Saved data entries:
***
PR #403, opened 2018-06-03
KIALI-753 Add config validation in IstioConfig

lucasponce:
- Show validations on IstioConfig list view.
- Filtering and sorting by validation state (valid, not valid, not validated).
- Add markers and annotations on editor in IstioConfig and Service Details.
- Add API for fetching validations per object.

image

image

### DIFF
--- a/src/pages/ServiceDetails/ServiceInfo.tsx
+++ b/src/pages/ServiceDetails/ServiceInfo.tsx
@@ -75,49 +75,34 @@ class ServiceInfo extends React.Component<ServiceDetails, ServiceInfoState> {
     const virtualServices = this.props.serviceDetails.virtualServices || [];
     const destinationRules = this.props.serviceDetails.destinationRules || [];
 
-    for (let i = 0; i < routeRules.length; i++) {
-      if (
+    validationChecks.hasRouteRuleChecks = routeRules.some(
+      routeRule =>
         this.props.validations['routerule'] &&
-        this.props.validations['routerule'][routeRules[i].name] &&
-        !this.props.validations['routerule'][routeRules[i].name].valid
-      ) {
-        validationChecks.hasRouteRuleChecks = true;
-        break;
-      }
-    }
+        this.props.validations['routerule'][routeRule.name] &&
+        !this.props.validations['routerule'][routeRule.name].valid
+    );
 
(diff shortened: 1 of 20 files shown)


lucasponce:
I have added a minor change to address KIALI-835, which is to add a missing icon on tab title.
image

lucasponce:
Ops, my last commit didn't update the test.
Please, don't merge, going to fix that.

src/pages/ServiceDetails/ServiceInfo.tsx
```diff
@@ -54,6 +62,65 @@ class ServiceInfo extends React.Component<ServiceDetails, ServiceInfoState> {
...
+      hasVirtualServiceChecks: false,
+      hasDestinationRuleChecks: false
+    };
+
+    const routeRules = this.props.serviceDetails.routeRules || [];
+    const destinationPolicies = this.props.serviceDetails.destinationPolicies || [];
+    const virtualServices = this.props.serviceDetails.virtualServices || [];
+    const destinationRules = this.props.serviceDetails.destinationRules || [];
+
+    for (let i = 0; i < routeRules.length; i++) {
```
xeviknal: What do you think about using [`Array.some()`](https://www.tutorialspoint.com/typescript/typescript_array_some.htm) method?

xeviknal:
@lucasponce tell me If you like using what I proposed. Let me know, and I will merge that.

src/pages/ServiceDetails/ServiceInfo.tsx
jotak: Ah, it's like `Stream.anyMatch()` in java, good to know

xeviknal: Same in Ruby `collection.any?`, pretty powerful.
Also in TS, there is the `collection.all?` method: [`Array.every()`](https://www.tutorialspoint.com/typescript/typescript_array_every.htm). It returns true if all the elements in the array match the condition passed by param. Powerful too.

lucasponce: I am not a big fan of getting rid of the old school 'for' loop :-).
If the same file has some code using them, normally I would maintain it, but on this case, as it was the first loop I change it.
***
Task requirements: Look through the entries and return each line that has the word "collection" in it.

Exercise answer:
xeviknal: Same in Ruby `collection.any?`, pretty powerful.
Also in TS, there is the `collection.all?` method: [`Array.every()`](https://www.tutorialspoint.com/typescript/typescript_array_every.htm). It returns true if all the elements in the array match the condition passed by param. Powerful too.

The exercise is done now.